= Beginning of Section =
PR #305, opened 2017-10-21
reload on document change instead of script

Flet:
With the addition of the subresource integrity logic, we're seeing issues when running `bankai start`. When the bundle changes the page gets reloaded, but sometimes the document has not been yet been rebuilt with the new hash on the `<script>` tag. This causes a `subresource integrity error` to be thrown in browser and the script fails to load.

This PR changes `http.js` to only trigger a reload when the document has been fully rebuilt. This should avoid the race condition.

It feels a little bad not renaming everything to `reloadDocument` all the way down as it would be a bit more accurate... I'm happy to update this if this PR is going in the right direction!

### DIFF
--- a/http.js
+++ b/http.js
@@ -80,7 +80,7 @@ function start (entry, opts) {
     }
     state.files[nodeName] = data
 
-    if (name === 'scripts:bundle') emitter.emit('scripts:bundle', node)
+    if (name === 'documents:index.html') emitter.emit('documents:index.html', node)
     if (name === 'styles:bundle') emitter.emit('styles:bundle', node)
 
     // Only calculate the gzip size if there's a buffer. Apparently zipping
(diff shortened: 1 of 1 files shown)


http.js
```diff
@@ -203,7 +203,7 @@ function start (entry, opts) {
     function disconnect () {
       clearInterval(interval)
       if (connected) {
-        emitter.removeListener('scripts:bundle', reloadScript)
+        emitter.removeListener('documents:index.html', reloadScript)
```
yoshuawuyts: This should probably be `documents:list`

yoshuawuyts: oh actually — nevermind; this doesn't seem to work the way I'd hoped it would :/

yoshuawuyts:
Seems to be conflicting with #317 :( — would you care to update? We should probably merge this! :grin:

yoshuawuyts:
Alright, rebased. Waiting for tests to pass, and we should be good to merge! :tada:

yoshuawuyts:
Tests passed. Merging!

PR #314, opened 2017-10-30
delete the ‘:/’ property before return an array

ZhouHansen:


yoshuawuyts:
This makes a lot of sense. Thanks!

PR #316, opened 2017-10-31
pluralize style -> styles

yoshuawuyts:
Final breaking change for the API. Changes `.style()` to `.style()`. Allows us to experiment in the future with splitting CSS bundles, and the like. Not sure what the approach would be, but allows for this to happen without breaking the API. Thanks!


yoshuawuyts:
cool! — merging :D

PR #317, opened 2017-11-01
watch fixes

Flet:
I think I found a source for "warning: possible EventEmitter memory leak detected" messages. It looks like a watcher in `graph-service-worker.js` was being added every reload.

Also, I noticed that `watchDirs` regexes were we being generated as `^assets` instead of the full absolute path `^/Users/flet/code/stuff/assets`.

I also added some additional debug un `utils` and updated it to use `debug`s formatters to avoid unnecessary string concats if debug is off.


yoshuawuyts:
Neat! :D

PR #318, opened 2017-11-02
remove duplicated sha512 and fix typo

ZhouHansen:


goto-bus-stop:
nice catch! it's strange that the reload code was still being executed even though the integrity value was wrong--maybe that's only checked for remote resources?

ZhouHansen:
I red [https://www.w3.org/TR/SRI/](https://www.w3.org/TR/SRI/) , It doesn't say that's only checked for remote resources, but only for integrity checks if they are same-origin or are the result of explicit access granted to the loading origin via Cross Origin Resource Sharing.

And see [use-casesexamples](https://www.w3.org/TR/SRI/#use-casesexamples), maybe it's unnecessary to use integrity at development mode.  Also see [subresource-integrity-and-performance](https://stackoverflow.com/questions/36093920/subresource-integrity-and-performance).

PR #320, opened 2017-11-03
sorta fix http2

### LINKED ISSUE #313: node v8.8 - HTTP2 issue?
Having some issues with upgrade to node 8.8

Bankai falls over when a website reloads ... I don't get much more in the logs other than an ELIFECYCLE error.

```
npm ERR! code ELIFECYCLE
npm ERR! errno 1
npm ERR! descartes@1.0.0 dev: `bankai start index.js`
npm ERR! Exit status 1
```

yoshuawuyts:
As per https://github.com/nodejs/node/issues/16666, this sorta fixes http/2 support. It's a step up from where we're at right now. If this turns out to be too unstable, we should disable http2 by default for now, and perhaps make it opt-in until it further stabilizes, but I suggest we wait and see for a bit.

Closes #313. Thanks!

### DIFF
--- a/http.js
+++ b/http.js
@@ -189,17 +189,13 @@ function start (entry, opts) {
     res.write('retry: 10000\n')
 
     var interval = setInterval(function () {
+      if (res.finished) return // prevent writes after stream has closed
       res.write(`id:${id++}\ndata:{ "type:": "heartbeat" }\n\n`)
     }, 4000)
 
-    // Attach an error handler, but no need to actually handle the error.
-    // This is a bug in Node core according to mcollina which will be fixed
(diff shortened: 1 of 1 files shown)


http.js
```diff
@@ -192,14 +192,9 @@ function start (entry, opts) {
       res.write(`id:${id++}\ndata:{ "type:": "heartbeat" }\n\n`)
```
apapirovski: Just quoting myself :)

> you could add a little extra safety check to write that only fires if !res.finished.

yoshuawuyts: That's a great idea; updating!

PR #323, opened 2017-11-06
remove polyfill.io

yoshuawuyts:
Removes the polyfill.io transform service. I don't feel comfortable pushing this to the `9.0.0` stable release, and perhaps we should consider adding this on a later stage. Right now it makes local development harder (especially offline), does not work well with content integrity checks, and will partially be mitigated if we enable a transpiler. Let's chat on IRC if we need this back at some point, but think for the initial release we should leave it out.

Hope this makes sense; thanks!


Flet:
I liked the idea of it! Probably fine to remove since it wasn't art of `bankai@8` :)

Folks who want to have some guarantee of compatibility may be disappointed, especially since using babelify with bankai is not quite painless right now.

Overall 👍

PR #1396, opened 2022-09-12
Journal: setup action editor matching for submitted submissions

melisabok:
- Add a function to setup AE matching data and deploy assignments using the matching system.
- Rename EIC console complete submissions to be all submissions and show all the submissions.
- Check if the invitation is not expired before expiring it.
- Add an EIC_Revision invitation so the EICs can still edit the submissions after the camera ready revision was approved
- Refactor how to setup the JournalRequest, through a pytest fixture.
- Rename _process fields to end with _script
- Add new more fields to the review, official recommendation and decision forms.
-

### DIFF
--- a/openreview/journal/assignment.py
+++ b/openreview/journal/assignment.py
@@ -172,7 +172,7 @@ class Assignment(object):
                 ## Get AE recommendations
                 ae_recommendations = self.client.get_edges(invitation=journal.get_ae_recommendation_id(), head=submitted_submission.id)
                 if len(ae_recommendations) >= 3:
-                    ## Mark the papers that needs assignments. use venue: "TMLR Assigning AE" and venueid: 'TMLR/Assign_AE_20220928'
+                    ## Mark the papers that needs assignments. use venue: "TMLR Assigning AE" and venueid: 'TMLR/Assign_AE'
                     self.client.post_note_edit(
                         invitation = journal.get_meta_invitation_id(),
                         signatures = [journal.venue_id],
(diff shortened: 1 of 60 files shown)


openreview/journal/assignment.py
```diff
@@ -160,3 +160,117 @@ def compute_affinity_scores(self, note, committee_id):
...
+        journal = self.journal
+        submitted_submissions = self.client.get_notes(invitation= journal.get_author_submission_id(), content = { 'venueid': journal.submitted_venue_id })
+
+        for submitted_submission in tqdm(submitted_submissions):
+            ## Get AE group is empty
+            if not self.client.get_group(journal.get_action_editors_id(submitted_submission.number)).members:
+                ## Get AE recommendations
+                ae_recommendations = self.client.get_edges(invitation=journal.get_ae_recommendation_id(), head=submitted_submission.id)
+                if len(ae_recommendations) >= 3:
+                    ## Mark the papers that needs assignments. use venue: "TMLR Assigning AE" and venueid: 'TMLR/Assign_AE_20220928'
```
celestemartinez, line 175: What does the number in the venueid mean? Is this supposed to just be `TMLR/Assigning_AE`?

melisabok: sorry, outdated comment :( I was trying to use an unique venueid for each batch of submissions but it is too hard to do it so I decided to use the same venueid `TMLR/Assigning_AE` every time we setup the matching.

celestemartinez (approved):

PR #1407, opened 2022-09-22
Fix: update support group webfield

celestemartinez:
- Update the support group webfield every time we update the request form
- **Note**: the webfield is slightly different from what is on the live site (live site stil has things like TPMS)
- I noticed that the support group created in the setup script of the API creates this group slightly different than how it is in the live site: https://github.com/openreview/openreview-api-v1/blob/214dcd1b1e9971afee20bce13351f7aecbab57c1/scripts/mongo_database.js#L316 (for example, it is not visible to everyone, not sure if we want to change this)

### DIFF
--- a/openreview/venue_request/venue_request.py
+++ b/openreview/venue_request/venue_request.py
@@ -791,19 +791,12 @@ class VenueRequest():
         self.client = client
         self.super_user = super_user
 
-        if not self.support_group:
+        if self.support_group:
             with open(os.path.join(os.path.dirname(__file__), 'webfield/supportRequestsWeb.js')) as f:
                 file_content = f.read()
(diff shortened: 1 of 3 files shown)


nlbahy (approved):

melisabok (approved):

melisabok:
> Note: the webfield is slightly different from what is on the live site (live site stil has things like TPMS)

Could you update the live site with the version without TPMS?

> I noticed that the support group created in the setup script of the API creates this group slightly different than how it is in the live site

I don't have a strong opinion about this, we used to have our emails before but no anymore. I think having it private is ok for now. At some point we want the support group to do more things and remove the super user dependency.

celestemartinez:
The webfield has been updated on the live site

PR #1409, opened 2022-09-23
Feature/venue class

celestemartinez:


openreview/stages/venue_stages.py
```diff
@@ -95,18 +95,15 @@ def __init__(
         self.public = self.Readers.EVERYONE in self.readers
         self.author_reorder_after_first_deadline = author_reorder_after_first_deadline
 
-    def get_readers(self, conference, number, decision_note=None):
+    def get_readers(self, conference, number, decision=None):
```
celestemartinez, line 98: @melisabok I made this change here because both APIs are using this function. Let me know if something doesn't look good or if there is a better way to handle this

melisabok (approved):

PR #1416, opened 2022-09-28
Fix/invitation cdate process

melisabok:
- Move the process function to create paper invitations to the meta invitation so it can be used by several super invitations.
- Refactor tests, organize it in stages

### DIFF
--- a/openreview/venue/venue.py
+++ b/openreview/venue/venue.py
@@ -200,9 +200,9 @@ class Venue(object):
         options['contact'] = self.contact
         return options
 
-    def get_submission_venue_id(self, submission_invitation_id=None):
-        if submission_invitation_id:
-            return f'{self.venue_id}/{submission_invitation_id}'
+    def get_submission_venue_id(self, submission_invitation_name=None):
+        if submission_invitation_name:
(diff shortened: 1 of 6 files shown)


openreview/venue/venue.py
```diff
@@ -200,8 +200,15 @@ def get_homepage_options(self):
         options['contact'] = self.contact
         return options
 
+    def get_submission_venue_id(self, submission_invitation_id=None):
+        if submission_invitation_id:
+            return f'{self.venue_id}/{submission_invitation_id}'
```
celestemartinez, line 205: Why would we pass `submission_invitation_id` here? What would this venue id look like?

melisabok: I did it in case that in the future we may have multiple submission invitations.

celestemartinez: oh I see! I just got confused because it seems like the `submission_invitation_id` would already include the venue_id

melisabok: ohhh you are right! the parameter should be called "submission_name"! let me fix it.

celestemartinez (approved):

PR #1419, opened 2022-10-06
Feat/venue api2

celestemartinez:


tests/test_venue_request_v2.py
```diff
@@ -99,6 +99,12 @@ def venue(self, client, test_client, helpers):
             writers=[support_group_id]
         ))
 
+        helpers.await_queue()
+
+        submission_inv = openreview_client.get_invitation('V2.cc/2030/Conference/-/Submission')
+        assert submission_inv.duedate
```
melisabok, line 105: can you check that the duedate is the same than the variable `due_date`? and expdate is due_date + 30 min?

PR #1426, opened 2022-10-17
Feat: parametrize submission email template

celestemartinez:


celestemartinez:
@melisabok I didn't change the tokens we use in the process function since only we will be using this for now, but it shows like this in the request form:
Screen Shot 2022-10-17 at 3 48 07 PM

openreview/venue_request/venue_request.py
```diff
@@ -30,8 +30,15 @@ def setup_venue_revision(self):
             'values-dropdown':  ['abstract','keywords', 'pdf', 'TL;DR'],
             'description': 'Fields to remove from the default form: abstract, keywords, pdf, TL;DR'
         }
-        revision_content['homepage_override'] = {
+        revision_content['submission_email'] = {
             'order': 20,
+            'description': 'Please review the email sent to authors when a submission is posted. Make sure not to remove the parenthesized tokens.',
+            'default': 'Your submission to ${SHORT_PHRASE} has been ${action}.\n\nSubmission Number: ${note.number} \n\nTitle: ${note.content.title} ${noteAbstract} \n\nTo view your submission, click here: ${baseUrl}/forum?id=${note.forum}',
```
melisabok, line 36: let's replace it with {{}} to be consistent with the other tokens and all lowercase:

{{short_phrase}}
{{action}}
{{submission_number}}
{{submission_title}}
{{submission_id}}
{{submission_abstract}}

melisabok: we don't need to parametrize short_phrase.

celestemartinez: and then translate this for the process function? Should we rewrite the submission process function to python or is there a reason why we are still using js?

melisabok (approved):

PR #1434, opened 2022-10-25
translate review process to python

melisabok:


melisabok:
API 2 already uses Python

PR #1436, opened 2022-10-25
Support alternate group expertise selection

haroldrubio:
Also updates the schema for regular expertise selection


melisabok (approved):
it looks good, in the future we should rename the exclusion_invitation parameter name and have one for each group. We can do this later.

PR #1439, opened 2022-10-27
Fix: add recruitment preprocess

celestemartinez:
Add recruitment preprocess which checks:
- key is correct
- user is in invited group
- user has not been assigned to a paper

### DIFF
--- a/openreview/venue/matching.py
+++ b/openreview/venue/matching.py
= End of Section =
What is being asked -> The lines in the records above that include the word "little" must be copied out.

Completed exercise ->
It feels a little bad not renaming everything to `reloadDocument` all the way down as it would be a bit more accurate... I'm happy to update this if this PR is going in the right direction!
> you could add a little extra safety check to write that only fires if !res.finished.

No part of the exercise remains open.